Activity - What is the number of lines in the data below that contain "opened"? Answer with that number and no other words.

(Dataset entries)
.....

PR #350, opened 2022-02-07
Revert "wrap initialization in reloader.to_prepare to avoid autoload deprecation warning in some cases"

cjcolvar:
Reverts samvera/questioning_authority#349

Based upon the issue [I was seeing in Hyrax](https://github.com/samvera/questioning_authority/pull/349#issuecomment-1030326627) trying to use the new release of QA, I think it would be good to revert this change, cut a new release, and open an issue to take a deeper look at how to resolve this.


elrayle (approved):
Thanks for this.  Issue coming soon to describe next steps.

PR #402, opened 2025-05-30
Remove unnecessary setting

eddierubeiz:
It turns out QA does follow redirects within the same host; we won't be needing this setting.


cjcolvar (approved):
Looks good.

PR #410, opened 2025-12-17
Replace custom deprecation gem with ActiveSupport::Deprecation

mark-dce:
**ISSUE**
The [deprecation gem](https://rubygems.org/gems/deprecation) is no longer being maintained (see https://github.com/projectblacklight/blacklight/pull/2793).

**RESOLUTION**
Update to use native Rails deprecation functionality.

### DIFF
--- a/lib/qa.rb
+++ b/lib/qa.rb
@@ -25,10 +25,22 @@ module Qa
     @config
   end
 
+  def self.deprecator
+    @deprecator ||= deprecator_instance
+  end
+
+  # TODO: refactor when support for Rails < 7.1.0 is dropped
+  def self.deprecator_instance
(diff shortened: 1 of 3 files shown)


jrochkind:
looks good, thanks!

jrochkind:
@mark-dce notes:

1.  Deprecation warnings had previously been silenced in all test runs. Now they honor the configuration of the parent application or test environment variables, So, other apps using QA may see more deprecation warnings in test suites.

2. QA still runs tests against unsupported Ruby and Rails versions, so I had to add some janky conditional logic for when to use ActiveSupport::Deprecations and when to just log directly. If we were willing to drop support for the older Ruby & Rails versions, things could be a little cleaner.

.....

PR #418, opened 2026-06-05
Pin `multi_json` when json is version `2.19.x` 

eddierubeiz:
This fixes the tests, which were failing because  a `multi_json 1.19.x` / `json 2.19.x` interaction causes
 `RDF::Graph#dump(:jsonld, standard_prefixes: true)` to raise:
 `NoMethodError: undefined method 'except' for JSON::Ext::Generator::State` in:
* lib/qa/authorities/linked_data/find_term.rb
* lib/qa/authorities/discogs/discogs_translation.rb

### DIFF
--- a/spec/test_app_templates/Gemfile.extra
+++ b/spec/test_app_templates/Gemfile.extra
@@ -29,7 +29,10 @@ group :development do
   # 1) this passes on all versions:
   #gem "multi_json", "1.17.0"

.....

Answer to this exercise - 4